[Collected data entries]

----

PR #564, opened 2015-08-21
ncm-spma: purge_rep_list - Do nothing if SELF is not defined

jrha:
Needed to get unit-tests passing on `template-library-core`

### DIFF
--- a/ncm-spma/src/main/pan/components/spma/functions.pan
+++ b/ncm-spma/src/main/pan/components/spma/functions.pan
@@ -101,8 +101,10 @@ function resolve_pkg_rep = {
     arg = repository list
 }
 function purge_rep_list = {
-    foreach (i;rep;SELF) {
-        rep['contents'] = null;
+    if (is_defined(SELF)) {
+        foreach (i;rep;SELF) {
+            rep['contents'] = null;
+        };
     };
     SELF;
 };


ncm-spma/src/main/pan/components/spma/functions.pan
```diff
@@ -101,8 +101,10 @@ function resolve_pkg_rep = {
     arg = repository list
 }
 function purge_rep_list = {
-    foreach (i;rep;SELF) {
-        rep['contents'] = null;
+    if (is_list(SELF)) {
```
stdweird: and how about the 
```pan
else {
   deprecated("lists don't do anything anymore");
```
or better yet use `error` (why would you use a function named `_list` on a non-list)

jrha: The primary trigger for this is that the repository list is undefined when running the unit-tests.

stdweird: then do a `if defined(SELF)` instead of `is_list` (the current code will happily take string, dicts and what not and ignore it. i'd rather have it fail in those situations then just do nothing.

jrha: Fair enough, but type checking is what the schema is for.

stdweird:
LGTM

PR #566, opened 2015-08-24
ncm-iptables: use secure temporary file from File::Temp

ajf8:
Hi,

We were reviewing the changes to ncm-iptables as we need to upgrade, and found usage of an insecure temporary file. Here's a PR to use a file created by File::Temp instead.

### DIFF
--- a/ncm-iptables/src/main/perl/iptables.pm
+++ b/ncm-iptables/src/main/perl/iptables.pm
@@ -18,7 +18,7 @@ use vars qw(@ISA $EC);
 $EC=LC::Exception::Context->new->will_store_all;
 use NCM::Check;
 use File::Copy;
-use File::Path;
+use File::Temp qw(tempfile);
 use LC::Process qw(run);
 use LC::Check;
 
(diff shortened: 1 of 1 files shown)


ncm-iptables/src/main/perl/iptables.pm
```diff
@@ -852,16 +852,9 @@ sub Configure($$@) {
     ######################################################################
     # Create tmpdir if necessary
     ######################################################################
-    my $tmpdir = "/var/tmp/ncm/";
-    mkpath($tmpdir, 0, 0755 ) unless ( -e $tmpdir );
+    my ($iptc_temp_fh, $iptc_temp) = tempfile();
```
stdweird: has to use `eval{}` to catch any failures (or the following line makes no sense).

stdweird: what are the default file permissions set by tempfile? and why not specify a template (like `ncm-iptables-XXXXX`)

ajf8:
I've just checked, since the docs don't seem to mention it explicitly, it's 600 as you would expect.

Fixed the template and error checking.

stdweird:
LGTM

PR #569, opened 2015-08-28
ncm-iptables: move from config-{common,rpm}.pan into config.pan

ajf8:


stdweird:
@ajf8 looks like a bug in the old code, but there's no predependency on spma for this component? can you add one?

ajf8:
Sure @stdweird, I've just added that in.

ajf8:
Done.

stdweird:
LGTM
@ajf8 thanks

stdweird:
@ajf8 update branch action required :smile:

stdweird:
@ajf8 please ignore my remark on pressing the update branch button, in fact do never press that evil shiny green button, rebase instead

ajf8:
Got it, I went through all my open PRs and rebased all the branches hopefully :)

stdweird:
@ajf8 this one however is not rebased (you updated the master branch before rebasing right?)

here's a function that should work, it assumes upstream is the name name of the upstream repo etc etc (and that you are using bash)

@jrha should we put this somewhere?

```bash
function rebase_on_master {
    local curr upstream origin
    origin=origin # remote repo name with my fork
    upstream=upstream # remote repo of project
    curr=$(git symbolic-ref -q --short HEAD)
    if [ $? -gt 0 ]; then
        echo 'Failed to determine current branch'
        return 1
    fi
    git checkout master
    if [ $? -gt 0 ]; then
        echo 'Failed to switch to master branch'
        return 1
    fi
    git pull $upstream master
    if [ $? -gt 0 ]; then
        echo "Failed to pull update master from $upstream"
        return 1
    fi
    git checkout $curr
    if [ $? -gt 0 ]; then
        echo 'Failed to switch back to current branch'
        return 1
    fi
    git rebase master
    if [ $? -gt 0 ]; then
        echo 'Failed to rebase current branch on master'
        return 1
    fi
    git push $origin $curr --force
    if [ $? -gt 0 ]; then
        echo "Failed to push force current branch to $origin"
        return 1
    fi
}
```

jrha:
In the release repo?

----

Output the entries verbatim.

### RESULT FOR THIS TASK:
PR #564, opened 2015-08-21
ncm-spma: purge_rep_list - Do nothing if SELF is not defined

jrha:
Needed to get unit-tests passing on `template-library-core`

### DIFF
--- a/ncm-spma/src/main/pan/components/spma/functions.pan
+++ b/ncm-spma/src/main/pan/components/spma/functions.pan
@@ -101,8 +101,10 @@ function resolve_pkg_rep = {
     arg = repository list
 }
 function purge_rep_list = {
-    foreach (i;rep;SELF) {
-        rep['contents'] = null;
+    if (is_defined(SELF)) {
+        foreach (i;rep;SELF) {
+            rep['contents'] = null;
+        };
     };
     SELF;
 };


ncm-spma/src/main/pan/components/spma/functions.pan
```diff
@@ -101,8 +101,10 @@ function resolve_pkg_rep = {
     arg = repository list
 }
 function purge_rep_list = {
-    foreach (i;rep;SELF) {
-        rep['contents'] = null;
+    if (is_list(SELF)) {
```
stdweird: and how about the 
```pan
else {
   deprecated("lists don't do anything anymore");
```
or better yet use `error` (why would you use a function named `_list` on a non-list)

jrha: The primary trigger for this is that the repository list is undefined when running the unit-tests.

stdweird: then do a `if defined(SELF)` instead of `is_list` (the current code will happily take string, dicts and what not and ignore it. i'd rather have it fail in those situations then just do nothing.

jrha: Fair enough, but type checking is what the schema is for.

stdweird:
LGTM

PR #566, opened 2015-08-24
ncm-iptables: use secure temporary file from File::Temp

ajf8:
Hi,

We were reviewing the changes to ncm-iptables as we need to upgrade, and found usage of an insecure temporary file. Here's a PR to use a file created by File::Temp instead.

### DIFF
--- a/ncm-iptables/src/main/perl/iptables.pm
+++ b/ncm-iptables/src/main/perl/iptables.pm
@@ -18,7 +18,7 @@ use vars qw(@ISA $EC);
 $EC=LC::Exception::Context->new->will_store_all;
 use NCM::Check;
 use File::Copy;
-use File::Path;
+use File::Temp qw(tempfile);
 use LC::Process qw(run);
 use LC::Check;
 
(diff shortened: 1 of 1 files shown)


ncm-iptables/src/main/perl/iptables.pm
```diff
@@ -852,16 +852,9 @@ sub Configure($$@) {
     ######################################################################
     # Create tmpdir if necessary
     ######################################################################
-    my $tmpdir = "/var/tmp/ncm/";
-    mkpath($tmpdir, 0, 0755 ) unless ( -e $tmpdir );
+    my ($iptc_temp_fh, $iptc_temp) = tempfile();
```
stdweird: has to use `eval{}` to catch any failures (or the following line makes no sense).

stdweird: what are the default file permissions set by tempfile? and why not specify a template (like `ncm-iptables-XXXXX`)

ajf8:
I've just checked, since the docs don't seem to mention it explicitly, it's 600 as you would expect.

Fixed the template and error checking.

stdweird:
LGTM

PR #569, opened 2015-08-28
ncm-iptables: move from config-{common,rpm}.pan into config.pan

ajf8:


stdweird:
@ajf8 looks like a bug in the old code, but there's no predependency on spma for this component? can you add one?

ajf8:
Sure @stdweird, I've just added that in.

ajf8:
Done.

stdweird:
LGTM
@ajf8 thanks

stdweird:
@ajf8 update branch action required :smile:

stdweird:
@ajf8 please ignore my remark on pressing the update branch button, in fact do never press that evil shiny green button, rebase instead

ajf8:
Got it, I went through all my open PRs and rebased all the branches hopefully :)

stdweird:
@ajf8 this one however is not rebased (you updated the master branch before rebasing right?)

here's a function that should work, it assumes upstream is the name name of the upstream repo etc etc (and that you are using bash)

@jrha should we put this somewhere?

```bash
function rebase_on_master {
    local curr upstream origin
    origin=origin # remote repo name with my fork
    upstream=upstream # remote repo of project
    curr=$(git symbolic-ref -q --short HEAD)
    if [ $? -gt 0 ]; then
        echo 'Failed to determine current branch'
        return 1
    fi
    git checkout master
    if [ $? -gt 0 ]; then
        echo 'Failed to switch to master branch'
        return 1
    fi
    git pull $upstream master
    if [ $? -gt 0 ]; then
        echo "Failed to pull update master from $upstream"
        return 1
    fi
    git checkout $curr
    if [ $? -gt 0 ]; then
        echo 'Failed to switch back to current branch'
        return 1
    fi
    git rebase master
    if [ $? -gt 0 ]; then
        echo 'Failed to rebase current branch on master'
        return 1
    fi
    git push $origin $curr --force
    if [ $? -gt 0 ]; then
        echo "Failed to push force current branch to $origin"
        return 1
    fi
}
```

jrha:
In the release repo?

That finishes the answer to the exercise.